The interpretation of our results is limited by the simultaneous assessment of the predictive model and the intervention itself (i.e., phone call reminder), which precluded appraising the contribution of each feature to the non-attendance reduction. However, the main purpose of our pilot study was to assess the applicability of the whole concept to day-to-day practice. Another limitation was the unavailability of data with potential influence on the non-attendance rate, such as the economic status [29, 30], education level [31, 32], or certain medical conditions [20, 33]. As discussed previously, the lack of social information is common in the development of predictive algorithms elsewhere. Regardless of the future inclusion of these data, the model should undergo continual learning by retraining to assure its validity through time, including the seasonal perspective, which is likely to influence the outcomes. The model has to be aware of new patients or categorical features, as well as considering up-to-date data to include the latest trends of non-attendance in each hospital service.
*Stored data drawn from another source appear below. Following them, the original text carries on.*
PR #2411, opened 2018-03-28
Allow TASL information to appear at top right

davidpmccormick:
Hero images TASL should appear top-right (so's to avoid being covered by the wobbly-edge). This fixes a regression that prevented that from happening.

screen shot 2018-03-28 at 10 09 42


jamesgorrie:
Why do e do this differently to how we do it everywhere else?

davidpmccormick:
We don't have the wobbly-edge below images everywhere else

PR #2968, opened 2018-07-06
Use a regex instead of a string to filter ToString error

davidpmccormick:
Unsure why the `ignoreErrors` block isn't filtering the string `document.getElementsByClassName.ToString is not a function` from Sentry. Trying with a (shortened) regex instead (for consistency with `/Blocked a frame with origin/`, which appears to be working).


jamesgorrie:
Did you figure out a way to test locally?

PR #2974, opened 2018-07-09
add blank storybook contributors

jamesgorrie:
Things to think about:

- [x] How documentation is added an edited - I think this is inevitably going to a dev putting the doc in, and I can't see a problem with that, we can probably just get the info from the [new_feature](https://github.com/wellcometrust/wellcomecollection.org/blob/master/.github/ISSUE_TEMPLATE/new_feature.md) template when created
- [x] ~How do we create dummie data for components~ not in this PR
- [x] ~How is dynamic content documented e.g. contributors title~ I can't see the point in documenting, rather than demoing it, as the docs will just go out of date, especially as we test etc.

### DIFF
--- a/common/views/components/Contributors/README.md
+++ b/common/views/components/Contributors/README.md
@@ -1,0 +1,6 @@
+# Purpose
+- Showcase people behind the contents and programme
+- Provide context to the content
+- Brand recognition and trust (convince people to consume, why should I read this?)
+- Connect everything (person view)
+- Contractual e.g. events partnership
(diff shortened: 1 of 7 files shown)


common/views/components/Contributors/README.md
```diff
@@ -0,0 +1,6 @@
+# Purpose
+- Showcase people behind the contents and programme
+- Provide context to the content
+- Brand recognition and trust (convince people to consume, why should I read this?)
+- Connect everything (person view)
+- Contractual e.g. events partnership
```
jamesgorrie: @Heesoomoon I've taken this from the notion doc

jamesgorrie:
Using addon-info instead of readme as it feels very much less hidden.
screen shot 2018-07-09 at 17 29 19

jamesgorrie:

Using storybook 4 to get the info add-on working - if we're happy with this, I'd like to start removing the readme plugin.

PR #2978, opened 2018-07-10
add contributors title override to all relevant content types

jamesgorrie:
Adding the ability to override the contributors heading.

# Need
- [x] Some sensible defaults for when there are multiple roles. _I imagine we could use "About the contributors" for now and see what surfaces out of the content team's overrides?_

# Notes
Content types affected
- installations
- events
- books

## Logic
- If there is 1 type of role, we use "About your/the {role}(s)" e.g. "About the author" or "About your speakers". `your` is used on events, `the` on other content types. 
- If there are multiple roles, we just fallback to, "About the/your contributors"
- If there is a `Partner` role, used for organisations, we say, "In partnership with"
- There is an override in Prismic
  noauto


jamesgorrie:

common/services/prismic/parsers.js
```diff
@@ -195,6 +196,10 @@ function parseOrganisationContributor(frag: PrismicFragment): OrganisationContri
   };
 }
 
+export function parseContributorsWithTitle(doc: PrismicFragment) {
+
+}
```
gestchild: ?

PR #2988, opened 2018-07-10
add contributors logic / vis to storybook

jamesgorrie:
To allow a more visual understanding of the logic of contributors.
contributors


jamesgorrie:
screen shot 2018-07-10 at 16 04 40
screen shot 2018-07-10 at 16 05 55

@GarethOrmerod @Heesoomoon ☝️

common/styles/utilities/_root-scope-classes.scss
```diff
@@ -403,18 +403,20 @@
...
-  max-width: 100px;
+// Images
+.width-inherit {
+  width: inherit;
 }
 
-.half-in-image {
-  margin-top: -50px;
-}
+.avatar {
```
davidpmccormick: I think I would sooner have this in it's own partial.

common/styles/utilities/_root-scope-classes.scss
```diff
@@ -403,18 +403,20 @@
...
+  width: 78px;
+  height: 78px;
+  clip-path: inset($border-radius-unit round $border-radius-unit);
```
davidpmccormick: Don't think this'll work in IE/Edge? Could you border-radius + overflow: hidden the wrapper instead?

common/styles/utilities/_root-scope-classes.scss
```diff
@@ -403,18 +403,20 @@
...
+  transform: rotateZ(-6deg);
```
davidpmccormick: is `rotateZ` better than `rotate`?

common/views/components/Contributor/Contributor.js
```diff
@@ -12,53 +13,48 @@ const Contributor = ({
...
     alt: `Logo for ${contributor.name}`
   } : {
-    width: 64,
-    height: 64,
+    width: 78,
+    height: 78,
     contentUrl: contributor.image && contributor.image.contentUrl,
     alt: `Photograph of ${contributor.name}`
   };
+  // ${contributor.type === 'people' ?
```
davidpmccormick: ?

common/views/components/Contributor/Contributor.js
```diff
@@ -12,53 +13,48 @@ const Contributor = ({
 }: ContributorType) => {
   const descriptionToRender = description || contributor.description;
   const imageProps: ImageProps = contributor.type === 'organisations' ? {
-    width: 64,
-    height: 64,
+    width: 78,
+    height: 78,
```
davidpmccormick: Do we want to be explicitly setting the image height? I'd say an incorrectly aspect-ratio-ed image would looke _more_ broken than a non-square image.

common/styles/utilities/_root-scope-classes.scss
jamesgorrie: > partial

❓

common/styles/utilities/_root-scope-classes.scss
jamesgorrie: Yea, I was going to say that IE doesn't get this magic...

We use clip-path on the images too - or do you think this integral / worth the effort to get it working in IE?

common/styles/utilities/_root-scope-classes.scss
jamesgorrie: Uses the GPU so smoother I think.

common/views/components/Contributor/Contributor.js
jamesgorrie: I've left it on the contributor, as that's the decision taken by design.
I'll take a look at enforcing that we take a square crop.

common/views/components/Avatar/Avatar.js
```diff
@@ -0,0 +1,25 @@
...
+
+type Props = {|
+  imageProps: ImageProps
+|}
+
+const style = {
+  width: sized(13),
+  height: sized(13),
+  clipPath: `inset(${sized(1)} round ${sized(1)})`,
+  transform: 'rotateZ(-6deg)'
```
davidpmccormick: sized?

PR #2992, opened 2018-07-11
reordering info; fix height of iframe

gestchild:


server/services/eventbrite.js
```diff
@@ -5,3 +5,4 @@ export async function getEventbriteEventEmbed(id: string) {
   const iframeContent = await superagent.get(`https://eventbrite.com/tickets-external?eid=${id}&ref=etckt`);
   return iframeContent.text;
 }
+// TODO https://eventbrite.co.uk/tickets-external?eid=47946583522&ref=etckt
```
davidpmccormick: `TODO:` with a colon at the end would make it nice and highlighted in my editor. Just sayin'.

PR #2996, opened 2018-07-11
Filter out undefined schedule IDs

davidpmccormick:
⬆️


jamesgorrie:
As much as this fixes the issue, does it allow us to start creating dirty data?

PR #2997, opened 2018-07-11
add event series basepage skeleton

jamesgorrie:
Adding event series to BasePage.


jamesgorrie:
@wellcometrust/experience-dev out of WIP - a review and thoughts on using the GraphQL would be good.

PR #3007, opened 2018-07-12
Add withSentry HOC

davidpmccormick:
Adds a higher order Sentry component so we can start tracking errors on the Next app again.

Largely follows the [with-sentry](https://github.com/zeit/next.js/tree/canary/examples/with-sentry) example in the Next repo.


jamesgorrie:
Looks neat - but I would like to talk about wrapping a wrapped component.

Issue #2990, opened 2018-07-10
Include 'family pack' blurb on Exhibitions page


jennpb:
## Who it's for
Parents attending an exhibition with children
Marketing, who want to let people know that family packs are available in the gallery

## Problem to be solved
- The short-term problem: we need a way on the Teeth page to inform visitors that there is a family activity pack that accompanies the exhibition, and it's available in the gallery itself.
- This is not going to be a separate webpage because it doesn't warrant writing content for a webpage
- Longer term, we want to be able to promote family packs as part of exhibitions and on the Families page (to be built)

## Proposed short-term solution
In the current Access Info module on Exhibitions, we:
- change title from `Access information` to `Getting around`
- Add `A family activity pack is available in the gallery` to the access info module

![image](https://user-images.githubusercontent.com/1446139/42517638-18868de4-8458-11e8-8978-b1cb55541e66.png)

## Acceptance Criteria
- After discussion we decided to keep the section heading as it is.
- The family pack blurb is visible on Teeth in a place that makes sense

PR #3011, opened 2018-07-13
Added family pack info to Teeth exhibition

gestchild:
References #2990

This is just a stop-gap


jennpb:
@wellcometrust/experience-dev You're gonna hate me.

I just found out that the family pack isn't even available until 1 August, so I suggest we rollback to how it was before, and do this process again on 1 August (pending confirmation from Marketing).

PR #3016, opened 2018-07-16
move to using only testA and testB

jamesgorrie:
When this was created it was created as `""` for baseline, and then two variants `testA` and `testB`.
In reality we've been sing `testA` as a baseline, and `testB` as the variant.

Given that we often have just enough traffic for A/B testing, having MV testing yet doesn't seem to be of much use. We will have this when we move to Unleash anyway.


jamesgorrie:
Merging to allow Hayley to keep testing.

PR #3028, opened 2018-07-17
use actual route for events in whats_on service

jamesgorrie:
As we now have the whats-on subdomain


whats_on/app/routes.js
```diff
@@ -19,7 +19,7 @@ r.get('/installations/:id', renderInstallation);
 r.get('/exhibitions', renderExhibitions);
 r.get('/exhibitions/:id', renderExhibition);
 r.get('/exhibitions/:id/exhibits', renderExhibits);
-r.get('/whats-on/events/:id', renderEvent); // For prototype testing
+r.get('/events/:id', renderEvent); // For prototype testing
```
davidpmccormick: still 'For prototype testing'?

PR #3037, opened 2018-07-18
Pin babel-eslint to version that works with flow

davidpmccormick:
This makes my linting useful again, removing `error  'ERROR_TYPE' is defined but never used               no-unused-vars` for flow types.

Do we want to do this and keep an eye on [babel-eslint](https://github.com/babel/babel-eslint/issues) issues (e.g. [this](https://github.com/babel/babel-eslint/issues/625)) for a happier solution?

### DIFF
--- a/package.json
+++ b/package.json
@@ -22,7 +22,7 @@
   "homepage": "https://github.com/wellcometrust/wellcomecollection.org#readme",
   "devDependencies": {
     "babel-cli": "^6.26.0",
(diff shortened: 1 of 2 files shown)


jamesgorrie:
Not sure I like going back - it'd be good to figure out why this works for me, and not you?

davidpmccormick:
Problem was with IDE rather than eslint/babel. Solved my issue by updating my workspace settings.

PR #3631, opened 2018-10-29
Ab outro

jamesgorrie:
Forked from #3607 

- This is not a sticky switch, it is either on or off.
- These requests are being cached, so most users should see the same thing, but that might change the next day.
- outro is now an ABTest which has also inherited the ability to manually set via the cookie. i.e. `enabled = cookie set OR random`. This means we can get rid of the UserEnabled strategy, but we're using it for the catalogue for now.
- `pageState` is extended with `{ toggles }` to make this more scalable (it might help with auto reporting later if we decide to do it).

I'd like to release like this to see what analytics we get back before optimising.

### DIFF
--- a/catalogue/webapp/server.js
+++ b/catalogue/webapp/server.js
@@ -1,52 +1,18 @@
 const Koa = require('koa');
 const Router = require('koa-router');
 const next = require('next');
-const Cookies = require('cookies');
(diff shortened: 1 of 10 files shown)


jamesgorrie:
Closing in favour of #3640 and #3642

PR #3636, opened 2018-10-29
Promo tracking

gestchild:
Clicks on Promos still aren't being registered in GA. This should fix that

### DIFF
--- a/common/utils/tracking.js
+++ b/common/utils/tracking.js
@@ -6,22 +6,14 @@ type GaEvent = {|
   label: string
 |};
 
-const maybeTrackEvent = (hasAnalytics) => {
-  if (hasAnalytics) {
-    const actuallyTrackEvent = ({ category, action, label }: GaEvent) => {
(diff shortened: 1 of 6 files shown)


gestchild:
@jamesgorrie we probably should yes, I've updated - can you take another look

common/utils/tracking.js
```diff
@@ -6,22 +6,14 @@ type GaEvent = {|
...
+    ga('send', {
+      hitType: 'event',
+      eventCategory: category,
+      eventAction: action,
+      eventLabel: label
+    });
   }
 };
-
-export const trackGaEvent = maybeTrackEvent(typeof window !== 'undefined' && window && window.ga);
```
jamesgorrie: Assuming this whole file can be removed now?

gestchild: Almost, still being used by 2 components (I'll change those now) and then it's only in the old client js

PR #3638, opened 2018-10-30
Add infra for ab_testing lambda@edge

jamesgorrie:
Ref #3631 

After hassling around with the cache for ages, I thought, surely we could use a lmabda for this.
Turns out it's a pretty standard way as you can have lambdas @ edge (before the cache).

It feels like this would be a way more sustainable solution to A/B testing, and breaks from using subsiderary services (unleash).

[It also seems to be quite common](https://www.google.com/search?q=lambda+A%2FB+testing).

Here's a flow of cookies / headers: https://docs.google.com/drawings/d/1053dECKDOsVwIAUqtq-Q5N6DEJJ7TmYIW-mu3_TtpgI/edit?usp=sharing

__Edit__

Moved to a multi cookie setup where we have `toggle_*`.

This will allow us much more control over what we allow, and don't allow, and will also allow us to more finally tune a users experience. e.g.

Vimbai visits the site, we see there are no toggles set, we're running a test on the outro, so stick them into bucket A.

In the same session, Vimbai looks through our catalogue, notices an opt-in for the Alpha-Beta search, and opts in.

We might want to drop Vimbai out of the outro test, as that was just for the session, but we definitely want to leave them in the search, so this cookie can have a much longer `max-age`.

### DIFF
--- a/build/nginx.conf
+++ b/build/nginx.conf
@@ -3,17 +3,6 @@ worker_processes 1;
 events { worker_connections 1024; }
 
 http {
-  ### A/B test
-  split_clients "${remote_addr}${date_gmt}" $cohort_split_test {
-    50%     "testA";
-    50%     "testB";
-  }
-  map $cookie_WC_featuresCohort $cohort {
-    ""      $cohort_split_test;
-    default $cookie_WC_featuresCohort;
-  }
-  ###
-
   server {
     listen 80;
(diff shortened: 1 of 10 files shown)


jamesgorrie:
@wellcometrust/experience-dev out of Spike.

PR #3640, opened 2018-10-30
add simpler toggles

jamesgorrie:
Adds a simple way of setting toggles thanks to #3638.

A user toggle now needs to stay in the URL, which might not be ideal, but that's relatively easy to fix, I'd rather wait for it to come up as a requirement though.

The stickyness would be dealt with in the lambdas, this abdocates all cookie writing to the lambda, which makes way more sense.

### DIFF
--- a/content/webapp/server.js
+++ b/content/webapp/server.js
@@ -1,11 +1,10 @@
 const Koa = require('koa');
 const Router = require('koa-router');
 const next = require('next');
-const Cookies = require('cookies');
 const Prismic = require('prismic-javascript');
 const linkResolver = require('@weco/common/services/prismic/link-resolver');
-const { initialize, isEnabled } = require('@weco/common/services/unleash/feature-toggles');
 const withGlobalAlert = require('@weco/common/koa-middleware/withGlobalAlert');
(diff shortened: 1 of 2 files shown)


content/webapp/server.js
```diff
@@ -1,11 +1,10 @@
 const Koa = require('koa');
 const Router = require('koa-router');
 const next = require('next');
-const Cookies = require('cookies');
 const Prismic = require('prismic-javascript');
 const linkResolver = require('@weco/common/services/prismic/link-resolver');
-const { initialize, isEnabled } = require('@weco/common/services/unleash/feature-toggles');
 const withGlobalAlert = require('@weco/common/koa-middleware/withGlobalAlert');
+const withToggles = require('@weco/common/koa-middleware/withToggles');
```
gestchild: need to add to catalogue app too

jamesgorrie: Will do as second step as trying to keep the PR small as it's quite a lot of changes.

jamesgorrie:
Note to update this to be more like [this](https://github.com/wellcometrust/wellcomecollection.org/pull/3638)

Alternative analytical approaches, such as logistic regression analysis, could also be explored.

Conclusions

The results of our study show that the use of non-attendance predictive models can be a valuable tool to identify patients at higher risk of non-attending a medical appointment and should be, therefore, prioritized for active reminders such as phone calls. The overloading of the hospital agenda experienced as a consequence of the effectiveness of the intervention underscores the need to consider organizational changes when implementing interventions for reducing non attendance rates. The free availability of our algorithm warrants future research to adapt it to other patient profiles and assess the cost-effectiveness of interventions based patient stratification according to the risk of non-attendance.